- Opening Delimiter -

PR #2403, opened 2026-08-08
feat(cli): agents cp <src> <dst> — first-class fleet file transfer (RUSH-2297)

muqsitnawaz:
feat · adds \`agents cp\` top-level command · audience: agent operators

- Closing Delimiter -

• **WHAT YOU WILL DO**
Copy each line of the data that contains the word "feat", leaving the other lines out.

• **ANSWER TO THE PROBLEM**
feat(cli): agents cp <src> <dst> — first-class fleet file transfer (RUSH-2297)
feat · adds \`agents cp\` top-level command · audience: agent operators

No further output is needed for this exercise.